Incidentally, if you inherit a home, its cost basis is its value when the previous owner died, not the price originally paid.

This can be confusing if there is a mortgage on the property. Many people think they should use the home’s current equity, which is the current value less the remaining mortgage debt. Not so.

If you sell the property right away, the sales price is its current value. If you don’t, hire an appraiser or ask a real estate agent or two to help you figure it. You may find someone to do this at no charge, in hopes of handling the listing when you do decide to sell.

If you sell fairly soon, you could well have a tax loss, even though the home is a financial windfall. That’s because you would subtract from the sales proceeds any selling costs, such as the agent’s commission.

¢ Thinking of buying a home or refinancing your mortgage? Rates have been going up, and there seem to be more and more complex mortgages to choose from. So here’s a quick rundown on the mortgage landscape today.
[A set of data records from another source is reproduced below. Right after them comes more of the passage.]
PR #177, opened 2022-07-07
Support for configuring audio codec and video framerate

llyyr:
Rebase #102


manpage/wf-recorder.1.scd
```diff
@@ -0,0 +1,99 @@
+wf-recorder(1)
```
ammen99, line 1: We already have a manpage, the audio options should be added to it instead of creating a new manpage.

src/frame-writer.cpp
```diff
@@ -655,7 +704,8 @@ size_t FrameWriter::get_audio_buffer_size()
 void FrameWriter::add_audio(const void* buffer)
 {
     AVFrame *inputf = av_frame_alloc();
-    inputf->sample_rate    = AUDIO_RATE;
+    //inputf->sample_rate    = AUDIO_RATE;
```
ammen99, line 707: The comment should be removed as this code is not necessary any more.

manpage/wf-recorder.1.scd
llyyr: Ah, it's from the prev PR I didn't realize there was a new one

src/main.cpp
```diff
@@ -785,6 +820,20 @@ int main(int argc, char *argv[])
                 use_damage = false;
                 break;
 
+            case 'P':
+                param = optarg;
```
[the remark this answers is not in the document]
llyyr: Ah I'd appreciate if you could handle this one, I don't write c++ often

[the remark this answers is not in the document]
llyyr: Never mind, it was simple enough

ammen99 (approved):
LGTM now, thanks @llyyr for finishing up the work and thanks to @happysmash27 for the original work!

llyyr:
Are there any plans to make a new release? I think it'd be a good idea

ammen99:
> Are there any plans to make a new release? I think it'd be a good idea

Yeah, but let's first give people some time to test this.

apiraino:
Thanks for everyone working on this! Please let me know if I should file a separate issue.

Which are the possible values for `-c, --codec` and the new `-C, --audio-codec`? I've tried using `--audio-codec=mp3` or `--audio-codec=ogg` but they both don't work. Maybe a couple of examples in the wiki to get people started?

If this depends on the local installation of ffmpeg, how can I discover what is supported on my machine (`ffmpeg -codecs` show *all* supported codecs from ffmpeg)?

PR #178, opened 2022-07-09
Remove unused variable

WhyNotHugo:
Mostly squelching a built-time warning.


llyyr:
`    std::string param;` is unused and should be removed as well.

ammen99 (approved):
The code compiles with this patch, so lgtm :)
Thanks!

PR #180, opened 2022-07-26
docs: fix help and examples regarding -a & --audio

llyyr:


apiraino:
@llyyr thanks for encoding these useful info in the README.

Anything useful to salvage from [my comment](https://github.com/ammen99/wf-recorder/pull/177#issuecomment-1181996948)? Maybe some usage examples? I recall I was a bit confused on which part of the `ffmpeg` command output provided the exact string to be used with `wf-recorder` (maybe it was me being a bit thick)

llyyr:
Better version of your comment is already in the readme after this PR. I don't mind doing more examples but it should be fairly obvious what wf-recorder can do. And if I start writing examples for ffmpeg functionality there won't be an end.

apiraino:
on a second thought: examples can also fit somewhere in the wiki.

ammen99 (approved):
We seem to have grown quite a long list of options. LGTM and thanks!

PR #181, opened 2022-07-26
Update calll to deprecated method

WhyNotHugo:


src/frame-writer.cpp
```diff
@@ -654,8 +654,7 @@ bool FrameWriter::add_frame(const uint8_t* pixels, int64_t usec, bool y_invert)
         filtered_frame->pict_type = AV_PICTURE_TYPE_NONE;
 
         // So we have a frame. Encode it!
-        AVPacket pkt;
-        av_init_packet(&pkt);
+        AVPacket pkt = *av_packet_alloc();
```
ammen99, line 657: This seems as if we are leaking the packet. Isn't that true?

WhyNotHugo:
I believe you are correct, I will review this.

ammen99:
The same changes have been proposed and also merged in #193, but thank you for the PR nonetheless :)

WhyNotHugo:
Apologies for never getting back.

Glad that this has made it in anyway, cheers!

PR #182, opened 2022-07-27
fix buffersink pix_fmt handling

llyyr:
There was a bug caused by 5384bc9f3691833b5bf63e97afb953eadfbbec90 which
caused wf-recorder to select incorrect pix_fmt for buffersink, and
to ignore -x/--pixel_format. This is fixed by using the internal
choose_sw_format() function again.

Also I'm unsure what the point of --force-yuv being available was when the user can just set it with --pixel-format anyway. Shouldn't this just be removed in favor of suggesting "--pixel-format yuv420p" instead?

### DIFF
--- a/manpage/wf-recorder.1
+++ b/manpage/wf-recorder.1
@@ -1,4 +1,4 @@
-.Dd $Mdocdate: July 26 2022 $
+.Dd $Mdocdate: July 30 2022 $
 .Dt WF-RECORDER 1
 .Os
 .Sh NAME
@@ -6,7 +6,7 @@
 .Nd simple screen recording program for wlroots-based compositors
 .Sh SYNOPSIS
 .Nm wf-recorder
-.Op Fl abcCdDefFghlmopPrRtvxX
+.Op Fl abcCdDefFghlmopPrRvxX
 .Op Fl a, -audio Op Ar =DEVICE
 .Op Fl b, -bframes Ar max_b_frames
 .Op Fl c, -codec Ar output_codec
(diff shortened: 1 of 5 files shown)


llyyr:
Removed the `--force-yuv` option as discussed on IRC

llyyr:
@ammen99 can you take a look at this again?

manpage/wf-recorder.1
```diff
@@ -206,7 +201,7 @@ data for
 .Ql vaapi
 input but really only support yuv planar formats.
 In this case, use the
-.Fl t , -force-yuv
+.Fl x yuv420p , -pixel-format yuv420p
```
ammen99, line 204: Something is wrong here, after rendering it looks like this:

```
In this case, use the -x -yuv420p,
     --pixel-format -yuv420p option in addition to the ‘vaapi’ options to convert the data to yuv planar data before sending it to the GPU.
```

llyyr: Hm it renders fine for me but I changed it anyway since it was redundant

ammen99: It is better now, but I still get `use the -x -yuv420p option` with both neovim and the default manpager.

ammen99: In fact, some other options (which you have not changed at all) are also broken in the manpage, I wonder what is going on.

ammen99: Aha, so you need `.Fl x Ar yuv420p`

llyyr: I changed everything that seemed like obvious inconsistencies to me

ammen99 (approved):
Thanks!

PR #184, opened 2022-09-07
Add support for 16 bit deep formats

### LINKED ISSUE #155: Support for high bit depth screencopy buffers

mstoeckl:
This should be enough to close #155 . 

I'm making this PR very early, because I sometimes use wf-recorder to test that sway/wlroots with high bit depth work properly. It may be quite a while before the prerequisites to actually use the new formats from this PR will be available in released software.

This can be tested with FFmpeg 6.0 (released early 2023), and sway built from the [mstoeckl/sway/extra-bit-depths](https://github.com/mstoeckl/sway/commits/extra-bit-depths) branch, and wlroots using the Vulkan renderer (requires git master or >= 0.17.0, set `WLR_RENDERER=vulkan`). Run a nested instance of sway, and invoke `swaymsg output '*' render_bit_depth 16` or `swaymsg output '*' render_bit_depth 16f` to set the output buffer bit depth. (A nested instance is recommended here, because to test this with sway with the DRM backend, you'd need a relatively recent GPU so that the system that lists the appropriate plane formats in `drm_info`.)


ammen99:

It’s simple: Get a traditional fixed-rate 30-year loan, and forget about all the weirdos such as interest-only loans and hybrids.

Rates have inched up a tad on standard 30-year loans, to 6.1 percent, according to Freddie Mac. That’s the highest in 15 months, but it’s still very attractive by historical standards.

Sure, you can get about 4.9 percent on a one-year adjustable-rate mortgage. But that’s not low enough to justify the long-term risk if interest rates continue to rise, as most experts expect. With the standard caps, that ARM could go as high as 6.9 percent in 12 months and 10.9 percent sometime in the future.

At about 5.6 percent, the 15-year fixed-rate loan is slightly cheaper than the 30-year loan. But I don’t think the savings is big enough to offset the burden of having to make bigger monthly payments to pay the loan off in 15 years instead of 30.

As for the more exotic loans, such as those that allow you to choose from four payment options each month, stay away. Their initial “teaser” rates may look appealing, but many of these deals can turn sour as rates adjust later.

¢ Another year-end tax-planning tip: How about giving something to your loved ones?

You can give up to $11,000 a year to each of an unlimited number of persons, with no tax bill for either of you. That means a married couple could give $22,000 to each child or grandchild, for instance.

Many people use this to trim any estate tax that may be owed on assets they eventually leave to others. Although the Bush tax cuts of several years ago gradually phase out the estate tax, that law expires in 2011. The old law, applying the tax to estates of more than $1 million, will then be reinstated, unless Washington extends the cuts or makes them permanent. Who knows whether that will happen.